INSTRUCTIONS TO FOLLOW: Whenever the word "status" turns up in a line below, that line should be copied.

SUPPLIED DATA Start Marker

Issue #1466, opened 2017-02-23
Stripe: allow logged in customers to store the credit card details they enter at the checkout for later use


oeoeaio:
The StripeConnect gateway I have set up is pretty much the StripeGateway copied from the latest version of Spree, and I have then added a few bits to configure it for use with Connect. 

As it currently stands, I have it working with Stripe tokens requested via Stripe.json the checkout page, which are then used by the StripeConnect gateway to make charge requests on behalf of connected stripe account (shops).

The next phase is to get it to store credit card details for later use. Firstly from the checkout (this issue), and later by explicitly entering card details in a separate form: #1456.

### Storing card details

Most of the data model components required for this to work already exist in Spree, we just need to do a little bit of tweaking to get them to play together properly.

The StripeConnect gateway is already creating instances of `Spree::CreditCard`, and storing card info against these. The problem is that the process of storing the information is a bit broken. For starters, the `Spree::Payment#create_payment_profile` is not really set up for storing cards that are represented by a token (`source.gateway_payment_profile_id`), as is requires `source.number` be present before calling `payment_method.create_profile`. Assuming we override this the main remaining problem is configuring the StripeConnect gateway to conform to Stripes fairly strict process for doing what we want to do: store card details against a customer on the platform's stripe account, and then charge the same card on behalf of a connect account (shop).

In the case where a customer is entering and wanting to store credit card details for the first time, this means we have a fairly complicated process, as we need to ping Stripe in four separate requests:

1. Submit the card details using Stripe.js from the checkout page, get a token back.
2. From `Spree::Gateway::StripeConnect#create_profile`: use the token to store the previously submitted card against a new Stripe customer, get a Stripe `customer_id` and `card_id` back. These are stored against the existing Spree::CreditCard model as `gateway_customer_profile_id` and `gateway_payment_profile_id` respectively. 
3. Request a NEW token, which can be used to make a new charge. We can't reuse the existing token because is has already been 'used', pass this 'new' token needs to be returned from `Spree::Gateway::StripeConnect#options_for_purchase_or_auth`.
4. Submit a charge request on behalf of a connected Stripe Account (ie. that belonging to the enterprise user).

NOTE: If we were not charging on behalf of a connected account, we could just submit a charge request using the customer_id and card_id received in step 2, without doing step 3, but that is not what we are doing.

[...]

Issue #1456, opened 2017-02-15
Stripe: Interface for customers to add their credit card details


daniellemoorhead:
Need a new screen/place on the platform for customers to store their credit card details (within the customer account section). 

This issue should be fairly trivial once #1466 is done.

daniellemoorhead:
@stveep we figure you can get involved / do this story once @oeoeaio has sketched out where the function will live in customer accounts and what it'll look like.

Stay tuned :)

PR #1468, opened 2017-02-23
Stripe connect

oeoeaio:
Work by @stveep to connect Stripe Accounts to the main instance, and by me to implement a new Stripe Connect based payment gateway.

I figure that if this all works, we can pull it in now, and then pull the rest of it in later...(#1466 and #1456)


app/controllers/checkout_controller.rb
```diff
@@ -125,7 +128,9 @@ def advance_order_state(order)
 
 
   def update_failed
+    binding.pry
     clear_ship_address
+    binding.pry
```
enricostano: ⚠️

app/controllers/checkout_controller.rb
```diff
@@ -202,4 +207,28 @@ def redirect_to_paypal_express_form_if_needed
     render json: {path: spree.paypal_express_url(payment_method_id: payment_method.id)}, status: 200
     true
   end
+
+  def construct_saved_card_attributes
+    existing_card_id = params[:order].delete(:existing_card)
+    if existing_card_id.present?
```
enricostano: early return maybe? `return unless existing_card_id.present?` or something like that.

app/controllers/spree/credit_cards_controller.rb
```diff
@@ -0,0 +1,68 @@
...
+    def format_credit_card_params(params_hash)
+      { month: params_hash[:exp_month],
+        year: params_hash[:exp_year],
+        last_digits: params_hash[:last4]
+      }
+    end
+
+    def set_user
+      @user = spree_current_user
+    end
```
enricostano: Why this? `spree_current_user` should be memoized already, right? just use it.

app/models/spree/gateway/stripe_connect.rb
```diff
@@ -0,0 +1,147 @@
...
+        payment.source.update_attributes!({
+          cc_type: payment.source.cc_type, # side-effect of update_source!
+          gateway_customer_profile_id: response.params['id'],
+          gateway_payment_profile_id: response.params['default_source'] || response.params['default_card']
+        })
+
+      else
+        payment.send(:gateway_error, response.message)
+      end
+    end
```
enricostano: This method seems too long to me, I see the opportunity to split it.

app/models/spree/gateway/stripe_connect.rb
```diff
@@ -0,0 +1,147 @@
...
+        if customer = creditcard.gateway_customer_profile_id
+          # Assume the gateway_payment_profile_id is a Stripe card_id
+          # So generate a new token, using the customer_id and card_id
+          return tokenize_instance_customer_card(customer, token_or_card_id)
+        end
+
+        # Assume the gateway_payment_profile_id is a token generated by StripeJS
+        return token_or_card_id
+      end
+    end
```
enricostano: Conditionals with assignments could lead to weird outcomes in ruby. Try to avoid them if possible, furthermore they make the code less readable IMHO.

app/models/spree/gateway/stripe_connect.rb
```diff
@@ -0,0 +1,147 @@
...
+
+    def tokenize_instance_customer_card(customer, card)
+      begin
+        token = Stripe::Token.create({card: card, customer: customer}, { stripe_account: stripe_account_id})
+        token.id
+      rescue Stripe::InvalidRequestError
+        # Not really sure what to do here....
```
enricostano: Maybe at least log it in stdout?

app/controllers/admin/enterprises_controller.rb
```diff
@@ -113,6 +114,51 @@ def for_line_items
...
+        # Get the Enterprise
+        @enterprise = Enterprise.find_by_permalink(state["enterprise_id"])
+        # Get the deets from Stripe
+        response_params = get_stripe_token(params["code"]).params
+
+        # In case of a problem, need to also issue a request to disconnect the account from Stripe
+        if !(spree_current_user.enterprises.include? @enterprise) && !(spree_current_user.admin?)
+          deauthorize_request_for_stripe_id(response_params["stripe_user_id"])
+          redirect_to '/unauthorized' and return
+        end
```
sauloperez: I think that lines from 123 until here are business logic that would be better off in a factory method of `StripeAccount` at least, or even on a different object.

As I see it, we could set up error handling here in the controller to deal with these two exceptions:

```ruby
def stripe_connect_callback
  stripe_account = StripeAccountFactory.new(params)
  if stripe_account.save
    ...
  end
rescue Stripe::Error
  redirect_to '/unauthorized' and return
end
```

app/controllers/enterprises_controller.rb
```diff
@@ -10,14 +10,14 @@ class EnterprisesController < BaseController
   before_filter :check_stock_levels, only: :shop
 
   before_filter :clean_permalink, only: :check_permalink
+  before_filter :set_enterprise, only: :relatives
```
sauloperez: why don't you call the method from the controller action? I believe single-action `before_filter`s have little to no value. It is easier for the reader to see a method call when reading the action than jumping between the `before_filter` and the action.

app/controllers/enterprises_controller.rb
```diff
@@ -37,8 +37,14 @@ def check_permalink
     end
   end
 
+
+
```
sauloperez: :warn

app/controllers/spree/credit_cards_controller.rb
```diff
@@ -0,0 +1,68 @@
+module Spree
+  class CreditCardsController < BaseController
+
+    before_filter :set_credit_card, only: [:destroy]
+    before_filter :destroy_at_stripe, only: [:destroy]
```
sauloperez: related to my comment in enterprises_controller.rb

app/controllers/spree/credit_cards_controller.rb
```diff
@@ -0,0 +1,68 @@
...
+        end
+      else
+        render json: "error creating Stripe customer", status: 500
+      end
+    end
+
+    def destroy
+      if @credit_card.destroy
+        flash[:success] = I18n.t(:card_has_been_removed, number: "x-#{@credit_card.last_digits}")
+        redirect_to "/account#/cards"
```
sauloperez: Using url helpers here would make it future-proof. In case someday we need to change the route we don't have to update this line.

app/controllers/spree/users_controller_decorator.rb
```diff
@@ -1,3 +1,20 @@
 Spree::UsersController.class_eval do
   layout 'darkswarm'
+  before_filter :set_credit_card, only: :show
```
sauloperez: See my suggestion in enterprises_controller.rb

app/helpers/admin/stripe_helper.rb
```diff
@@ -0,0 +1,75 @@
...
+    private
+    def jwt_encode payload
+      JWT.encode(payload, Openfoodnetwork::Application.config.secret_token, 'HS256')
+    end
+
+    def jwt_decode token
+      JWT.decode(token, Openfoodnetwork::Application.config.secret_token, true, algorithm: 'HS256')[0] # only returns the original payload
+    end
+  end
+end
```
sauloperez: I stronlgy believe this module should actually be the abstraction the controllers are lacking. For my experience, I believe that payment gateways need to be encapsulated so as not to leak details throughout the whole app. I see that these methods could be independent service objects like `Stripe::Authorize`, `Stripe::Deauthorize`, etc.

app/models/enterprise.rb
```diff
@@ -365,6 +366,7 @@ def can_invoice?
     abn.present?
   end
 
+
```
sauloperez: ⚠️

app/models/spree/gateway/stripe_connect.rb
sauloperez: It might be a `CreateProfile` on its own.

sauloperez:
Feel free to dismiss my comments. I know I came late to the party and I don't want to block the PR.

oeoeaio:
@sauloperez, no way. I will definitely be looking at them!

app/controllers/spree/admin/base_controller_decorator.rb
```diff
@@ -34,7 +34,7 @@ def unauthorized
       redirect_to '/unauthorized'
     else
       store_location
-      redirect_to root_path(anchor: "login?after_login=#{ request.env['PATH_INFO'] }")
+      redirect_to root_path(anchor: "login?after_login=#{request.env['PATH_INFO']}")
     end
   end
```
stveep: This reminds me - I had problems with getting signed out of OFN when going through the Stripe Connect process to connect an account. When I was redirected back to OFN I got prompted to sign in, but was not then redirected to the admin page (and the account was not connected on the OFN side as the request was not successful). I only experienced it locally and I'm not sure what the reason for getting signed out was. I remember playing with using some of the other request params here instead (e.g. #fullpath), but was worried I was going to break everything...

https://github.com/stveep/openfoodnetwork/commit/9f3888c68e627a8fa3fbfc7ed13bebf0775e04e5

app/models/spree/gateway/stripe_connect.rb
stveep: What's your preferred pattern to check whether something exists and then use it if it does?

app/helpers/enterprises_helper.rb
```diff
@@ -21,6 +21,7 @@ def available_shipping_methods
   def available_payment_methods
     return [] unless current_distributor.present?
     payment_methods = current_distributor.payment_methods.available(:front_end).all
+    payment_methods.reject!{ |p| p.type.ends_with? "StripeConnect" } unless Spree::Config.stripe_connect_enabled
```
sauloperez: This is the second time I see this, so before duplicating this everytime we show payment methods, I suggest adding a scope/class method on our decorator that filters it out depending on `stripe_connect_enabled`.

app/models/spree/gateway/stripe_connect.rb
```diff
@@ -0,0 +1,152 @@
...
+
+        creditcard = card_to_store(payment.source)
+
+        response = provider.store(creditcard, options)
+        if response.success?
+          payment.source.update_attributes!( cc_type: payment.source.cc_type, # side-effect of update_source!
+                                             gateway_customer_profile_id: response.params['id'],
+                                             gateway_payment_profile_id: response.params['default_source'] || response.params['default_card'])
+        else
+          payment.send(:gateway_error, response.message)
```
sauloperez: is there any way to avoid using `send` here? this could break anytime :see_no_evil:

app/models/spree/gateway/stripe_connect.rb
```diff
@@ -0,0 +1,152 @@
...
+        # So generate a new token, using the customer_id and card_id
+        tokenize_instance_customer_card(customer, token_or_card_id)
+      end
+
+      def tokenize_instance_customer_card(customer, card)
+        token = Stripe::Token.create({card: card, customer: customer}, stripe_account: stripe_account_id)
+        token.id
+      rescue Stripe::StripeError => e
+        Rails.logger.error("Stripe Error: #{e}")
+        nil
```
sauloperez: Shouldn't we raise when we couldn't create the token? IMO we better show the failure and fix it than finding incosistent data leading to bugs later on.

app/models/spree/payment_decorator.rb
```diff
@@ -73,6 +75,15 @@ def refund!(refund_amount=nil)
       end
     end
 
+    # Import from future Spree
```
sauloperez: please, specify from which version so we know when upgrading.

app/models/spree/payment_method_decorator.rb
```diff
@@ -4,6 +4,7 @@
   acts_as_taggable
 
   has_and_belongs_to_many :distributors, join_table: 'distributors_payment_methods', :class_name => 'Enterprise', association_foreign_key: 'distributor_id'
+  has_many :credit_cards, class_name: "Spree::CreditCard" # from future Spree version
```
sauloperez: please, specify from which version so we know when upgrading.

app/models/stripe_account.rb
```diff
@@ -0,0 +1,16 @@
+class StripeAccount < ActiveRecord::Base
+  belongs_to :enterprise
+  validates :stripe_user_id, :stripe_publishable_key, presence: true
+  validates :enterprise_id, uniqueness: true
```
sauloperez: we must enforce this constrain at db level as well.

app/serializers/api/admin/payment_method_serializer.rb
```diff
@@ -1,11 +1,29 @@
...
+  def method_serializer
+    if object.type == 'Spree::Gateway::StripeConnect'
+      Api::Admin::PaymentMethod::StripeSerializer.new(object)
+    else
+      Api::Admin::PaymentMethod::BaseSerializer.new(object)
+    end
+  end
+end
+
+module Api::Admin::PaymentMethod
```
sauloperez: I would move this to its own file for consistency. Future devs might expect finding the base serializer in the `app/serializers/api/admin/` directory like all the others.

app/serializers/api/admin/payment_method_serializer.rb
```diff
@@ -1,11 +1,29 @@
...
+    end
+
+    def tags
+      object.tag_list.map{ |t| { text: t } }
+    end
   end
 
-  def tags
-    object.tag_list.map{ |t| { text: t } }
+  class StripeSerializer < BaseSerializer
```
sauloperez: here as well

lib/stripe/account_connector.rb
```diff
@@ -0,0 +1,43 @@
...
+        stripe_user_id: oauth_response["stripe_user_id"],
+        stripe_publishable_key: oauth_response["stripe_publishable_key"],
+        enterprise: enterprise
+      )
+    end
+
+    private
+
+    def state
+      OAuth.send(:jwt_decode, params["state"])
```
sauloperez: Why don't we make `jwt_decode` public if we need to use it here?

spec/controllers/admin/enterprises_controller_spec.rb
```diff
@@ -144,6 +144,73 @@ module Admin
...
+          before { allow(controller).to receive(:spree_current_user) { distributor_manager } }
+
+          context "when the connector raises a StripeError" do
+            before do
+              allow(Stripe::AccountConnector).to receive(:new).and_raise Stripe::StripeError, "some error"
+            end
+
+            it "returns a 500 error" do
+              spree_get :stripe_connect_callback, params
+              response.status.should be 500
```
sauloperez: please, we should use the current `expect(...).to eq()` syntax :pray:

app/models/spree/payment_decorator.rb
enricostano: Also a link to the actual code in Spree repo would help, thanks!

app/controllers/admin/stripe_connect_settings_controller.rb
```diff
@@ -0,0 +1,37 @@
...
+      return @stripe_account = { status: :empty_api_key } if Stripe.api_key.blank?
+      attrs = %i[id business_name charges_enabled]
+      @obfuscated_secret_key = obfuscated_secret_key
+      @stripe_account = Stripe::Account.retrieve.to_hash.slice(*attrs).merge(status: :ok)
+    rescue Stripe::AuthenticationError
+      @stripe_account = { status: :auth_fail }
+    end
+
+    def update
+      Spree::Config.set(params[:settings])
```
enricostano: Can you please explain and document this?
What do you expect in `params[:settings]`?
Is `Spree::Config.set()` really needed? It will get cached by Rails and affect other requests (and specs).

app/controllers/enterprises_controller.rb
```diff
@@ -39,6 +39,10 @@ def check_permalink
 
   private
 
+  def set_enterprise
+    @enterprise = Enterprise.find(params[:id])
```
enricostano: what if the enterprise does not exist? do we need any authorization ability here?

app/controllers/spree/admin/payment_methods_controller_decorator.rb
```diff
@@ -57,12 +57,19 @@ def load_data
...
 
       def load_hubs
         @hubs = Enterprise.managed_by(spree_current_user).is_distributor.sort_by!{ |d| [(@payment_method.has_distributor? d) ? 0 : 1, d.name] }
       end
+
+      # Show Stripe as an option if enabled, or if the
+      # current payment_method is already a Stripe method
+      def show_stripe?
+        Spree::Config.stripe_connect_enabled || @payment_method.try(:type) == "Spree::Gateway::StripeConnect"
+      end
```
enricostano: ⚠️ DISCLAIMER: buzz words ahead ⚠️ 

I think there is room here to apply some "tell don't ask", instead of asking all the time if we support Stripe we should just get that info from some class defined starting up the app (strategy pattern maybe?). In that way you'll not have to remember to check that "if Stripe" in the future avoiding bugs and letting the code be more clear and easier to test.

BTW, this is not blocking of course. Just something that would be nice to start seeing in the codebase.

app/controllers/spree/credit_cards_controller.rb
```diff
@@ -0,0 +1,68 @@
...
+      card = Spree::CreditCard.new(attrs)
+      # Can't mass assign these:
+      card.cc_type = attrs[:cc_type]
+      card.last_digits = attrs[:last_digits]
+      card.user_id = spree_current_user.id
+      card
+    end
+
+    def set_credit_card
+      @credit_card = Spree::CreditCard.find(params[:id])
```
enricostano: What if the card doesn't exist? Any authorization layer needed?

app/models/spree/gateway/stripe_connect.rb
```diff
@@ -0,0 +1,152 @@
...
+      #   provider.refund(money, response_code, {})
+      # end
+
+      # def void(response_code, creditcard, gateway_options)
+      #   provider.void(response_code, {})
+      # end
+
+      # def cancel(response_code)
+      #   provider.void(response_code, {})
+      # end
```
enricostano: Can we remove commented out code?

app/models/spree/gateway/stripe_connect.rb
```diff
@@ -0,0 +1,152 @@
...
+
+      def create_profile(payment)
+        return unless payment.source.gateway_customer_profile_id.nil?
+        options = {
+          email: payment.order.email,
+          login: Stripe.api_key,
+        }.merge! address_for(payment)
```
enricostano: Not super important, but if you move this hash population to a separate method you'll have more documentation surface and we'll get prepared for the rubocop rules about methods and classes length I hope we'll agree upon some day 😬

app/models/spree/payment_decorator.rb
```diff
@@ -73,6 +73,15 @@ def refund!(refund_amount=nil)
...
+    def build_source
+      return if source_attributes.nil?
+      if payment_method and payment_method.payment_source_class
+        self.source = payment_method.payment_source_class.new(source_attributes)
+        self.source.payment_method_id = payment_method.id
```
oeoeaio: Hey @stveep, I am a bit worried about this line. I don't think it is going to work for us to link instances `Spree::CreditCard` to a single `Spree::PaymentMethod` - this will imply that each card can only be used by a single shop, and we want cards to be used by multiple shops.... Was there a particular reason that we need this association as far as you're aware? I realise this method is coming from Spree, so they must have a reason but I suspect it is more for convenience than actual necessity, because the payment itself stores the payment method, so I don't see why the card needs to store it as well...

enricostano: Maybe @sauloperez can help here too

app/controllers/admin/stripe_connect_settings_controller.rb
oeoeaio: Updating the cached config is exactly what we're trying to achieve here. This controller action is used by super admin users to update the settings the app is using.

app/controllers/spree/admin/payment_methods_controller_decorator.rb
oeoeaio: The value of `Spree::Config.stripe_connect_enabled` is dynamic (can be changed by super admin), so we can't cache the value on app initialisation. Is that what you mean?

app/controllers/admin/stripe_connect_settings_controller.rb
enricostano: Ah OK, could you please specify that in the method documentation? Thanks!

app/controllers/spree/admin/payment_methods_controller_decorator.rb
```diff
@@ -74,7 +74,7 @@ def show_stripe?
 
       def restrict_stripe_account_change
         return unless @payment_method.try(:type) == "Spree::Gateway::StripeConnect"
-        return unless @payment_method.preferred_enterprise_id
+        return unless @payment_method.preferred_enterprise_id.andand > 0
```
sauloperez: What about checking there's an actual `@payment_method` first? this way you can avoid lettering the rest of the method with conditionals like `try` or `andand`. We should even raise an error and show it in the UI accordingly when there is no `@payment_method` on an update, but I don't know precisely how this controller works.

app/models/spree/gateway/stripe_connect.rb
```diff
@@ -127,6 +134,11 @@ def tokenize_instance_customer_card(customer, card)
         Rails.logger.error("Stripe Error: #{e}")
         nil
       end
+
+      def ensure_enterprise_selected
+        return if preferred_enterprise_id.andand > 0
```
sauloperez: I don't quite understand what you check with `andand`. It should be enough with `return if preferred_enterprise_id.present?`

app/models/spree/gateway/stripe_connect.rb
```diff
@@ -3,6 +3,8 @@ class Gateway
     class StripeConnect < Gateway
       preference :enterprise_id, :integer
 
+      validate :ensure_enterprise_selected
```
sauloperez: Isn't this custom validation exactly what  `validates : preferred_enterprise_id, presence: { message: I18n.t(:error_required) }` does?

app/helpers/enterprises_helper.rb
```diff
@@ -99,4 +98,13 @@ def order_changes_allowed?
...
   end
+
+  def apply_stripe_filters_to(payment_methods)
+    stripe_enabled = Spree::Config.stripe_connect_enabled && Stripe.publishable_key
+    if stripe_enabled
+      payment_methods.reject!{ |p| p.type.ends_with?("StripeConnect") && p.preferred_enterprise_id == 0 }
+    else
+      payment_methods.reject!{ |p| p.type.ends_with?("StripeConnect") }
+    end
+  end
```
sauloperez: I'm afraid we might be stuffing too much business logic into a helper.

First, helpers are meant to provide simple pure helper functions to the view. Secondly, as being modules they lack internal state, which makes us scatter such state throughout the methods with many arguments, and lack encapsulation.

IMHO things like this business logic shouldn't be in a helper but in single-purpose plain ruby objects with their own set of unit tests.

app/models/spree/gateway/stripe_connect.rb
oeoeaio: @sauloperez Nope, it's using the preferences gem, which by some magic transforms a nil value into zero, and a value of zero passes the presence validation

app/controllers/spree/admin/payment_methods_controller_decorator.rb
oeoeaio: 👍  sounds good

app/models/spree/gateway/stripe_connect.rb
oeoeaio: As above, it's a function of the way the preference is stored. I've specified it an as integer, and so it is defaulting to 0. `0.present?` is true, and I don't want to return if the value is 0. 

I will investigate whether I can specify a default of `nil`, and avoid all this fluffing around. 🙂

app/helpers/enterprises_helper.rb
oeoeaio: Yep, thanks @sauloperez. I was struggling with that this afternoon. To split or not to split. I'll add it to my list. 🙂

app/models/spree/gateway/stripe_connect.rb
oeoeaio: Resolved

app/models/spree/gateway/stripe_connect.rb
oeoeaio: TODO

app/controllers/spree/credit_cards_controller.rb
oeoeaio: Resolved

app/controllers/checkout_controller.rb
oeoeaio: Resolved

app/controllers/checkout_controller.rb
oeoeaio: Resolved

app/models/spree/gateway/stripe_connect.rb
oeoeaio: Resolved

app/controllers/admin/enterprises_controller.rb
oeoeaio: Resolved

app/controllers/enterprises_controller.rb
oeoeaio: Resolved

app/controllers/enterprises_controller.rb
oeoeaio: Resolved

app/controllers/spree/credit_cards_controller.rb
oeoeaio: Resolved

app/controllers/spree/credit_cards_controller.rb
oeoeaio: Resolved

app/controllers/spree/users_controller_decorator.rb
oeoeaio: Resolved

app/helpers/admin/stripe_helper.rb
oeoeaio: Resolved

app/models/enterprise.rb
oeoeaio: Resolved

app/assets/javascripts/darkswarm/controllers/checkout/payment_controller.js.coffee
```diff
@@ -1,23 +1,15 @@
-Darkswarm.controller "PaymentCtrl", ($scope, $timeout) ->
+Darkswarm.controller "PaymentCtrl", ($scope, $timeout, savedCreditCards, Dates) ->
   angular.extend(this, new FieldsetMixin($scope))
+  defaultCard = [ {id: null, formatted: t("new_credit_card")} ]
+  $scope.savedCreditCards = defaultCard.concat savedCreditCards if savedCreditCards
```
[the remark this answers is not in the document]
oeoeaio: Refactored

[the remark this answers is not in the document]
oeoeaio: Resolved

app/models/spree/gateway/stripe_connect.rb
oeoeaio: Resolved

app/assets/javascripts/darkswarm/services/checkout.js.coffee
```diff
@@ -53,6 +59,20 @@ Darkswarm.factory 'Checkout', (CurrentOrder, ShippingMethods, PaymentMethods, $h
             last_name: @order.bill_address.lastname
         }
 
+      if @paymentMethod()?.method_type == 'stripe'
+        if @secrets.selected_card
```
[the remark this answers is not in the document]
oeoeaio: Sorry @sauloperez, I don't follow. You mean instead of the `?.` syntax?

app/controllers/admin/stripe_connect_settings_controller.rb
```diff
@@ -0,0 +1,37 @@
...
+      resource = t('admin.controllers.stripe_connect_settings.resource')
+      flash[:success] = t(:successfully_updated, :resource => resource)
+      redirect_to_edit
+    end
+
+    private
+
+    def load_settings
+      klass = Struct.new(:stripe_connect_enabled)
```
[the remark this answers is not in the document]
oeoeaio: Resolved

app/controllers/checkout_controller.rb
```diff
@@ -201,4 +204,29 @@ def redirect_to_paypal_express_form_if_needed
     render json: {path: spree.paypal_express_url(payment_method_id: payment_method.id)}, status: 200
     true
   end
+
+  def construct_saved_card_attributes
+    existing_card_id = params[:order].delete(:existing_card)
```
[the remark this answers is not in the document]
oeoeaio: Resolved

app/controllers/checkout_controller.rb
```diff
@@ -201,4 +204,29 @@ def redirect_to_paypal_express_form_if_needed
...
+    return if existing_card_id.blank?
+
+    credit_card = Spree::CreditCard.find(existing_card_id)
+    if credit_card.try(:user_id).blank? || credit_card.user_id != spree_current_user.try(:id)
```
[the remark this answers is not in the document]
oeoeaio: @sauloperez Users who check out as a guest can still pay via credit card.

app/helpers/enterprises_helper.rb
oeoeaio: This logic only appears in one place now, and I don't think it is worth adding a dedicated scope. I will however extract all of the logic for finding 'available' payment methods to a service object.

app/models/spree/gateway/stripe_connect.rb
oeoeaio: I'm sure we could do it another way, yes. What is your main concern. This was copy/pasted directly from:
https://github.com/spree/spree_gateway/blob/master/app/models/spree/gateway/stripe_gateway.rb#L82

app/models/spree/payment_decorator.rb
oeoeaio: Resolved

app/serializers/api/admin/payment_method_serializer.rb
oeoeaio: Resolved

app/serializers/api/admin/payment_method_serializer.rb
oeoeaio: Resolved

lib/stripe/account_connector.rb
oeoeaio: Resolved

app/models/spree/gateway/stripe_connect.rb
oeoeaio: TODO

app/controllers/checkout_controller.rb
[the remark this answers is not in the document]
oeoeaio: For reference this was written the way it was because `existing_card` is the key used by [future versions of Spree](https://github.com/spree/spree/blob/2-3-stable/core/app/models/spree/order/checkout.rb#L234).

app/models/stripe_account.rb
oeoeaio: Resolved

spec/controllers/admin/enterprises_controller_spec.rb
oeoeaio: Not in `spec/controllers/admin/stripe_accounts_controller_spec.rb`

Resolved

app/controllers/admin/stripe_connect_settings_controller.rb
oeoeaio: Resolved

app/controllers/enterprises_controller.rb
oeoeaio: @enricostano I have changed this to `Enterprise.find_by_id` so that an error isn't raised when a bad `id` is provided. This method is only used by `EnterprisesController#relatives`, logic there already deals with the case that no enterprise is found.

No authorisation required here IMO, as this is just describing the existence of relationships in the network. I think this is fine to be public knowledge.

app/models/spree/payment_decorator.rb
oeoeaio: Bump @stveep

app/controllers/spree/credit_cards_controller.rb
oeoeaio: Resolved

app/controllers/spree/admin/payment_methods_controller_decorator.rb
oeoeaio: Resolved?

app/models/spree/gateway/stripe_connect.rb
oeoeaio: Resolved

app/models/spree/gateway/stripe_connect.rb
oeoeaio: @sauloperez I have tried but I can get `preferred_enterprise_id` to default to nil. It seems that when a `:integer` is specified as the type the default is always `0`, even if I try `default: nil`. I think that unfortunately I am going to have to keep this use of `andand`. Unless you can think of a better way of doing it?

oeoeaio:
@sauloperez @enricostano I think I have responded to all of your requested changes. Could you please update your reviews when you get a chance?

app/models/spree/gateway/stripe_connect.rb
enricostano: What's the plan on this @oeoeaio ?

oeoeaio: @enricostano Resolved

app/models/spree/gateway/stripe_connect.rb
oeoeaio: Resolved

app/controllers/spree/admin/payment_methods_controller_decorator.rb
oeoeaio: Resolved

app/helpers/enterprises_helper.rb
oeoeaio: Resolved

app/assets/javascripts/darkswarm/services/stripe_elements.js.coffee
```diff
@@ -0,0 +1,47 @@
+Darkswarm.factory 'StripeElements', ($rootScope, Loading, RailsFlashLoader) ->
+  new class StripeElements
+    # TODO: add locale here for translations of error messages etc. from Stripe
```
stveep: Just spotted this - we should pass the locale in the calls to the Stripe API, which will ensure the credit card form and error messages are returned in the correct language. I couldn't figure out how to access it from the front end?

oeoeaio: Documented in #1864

SUPPLIED DATA End Marker

WRITTEN SOLUTION:
     render json: {path: spree.paypal_express_url(payment_method_id: payment_method.id)}, status: 200
+        render json: "error creating Stripe customer", status: 500
+              response.status.should be 500
+      return @stripe_account = { status: :empty_api_key } if Stripe.api_key.blank?
+      @stripe_account = Stripe::Account.retrieve.to_hash.slice(*attrs).merge(status: :ok)
+      @stripe_account = { status: :auth_fail }
     render json: {path: spree.paypal_express_url(payment_method_id: payment_method.id)}, status: 200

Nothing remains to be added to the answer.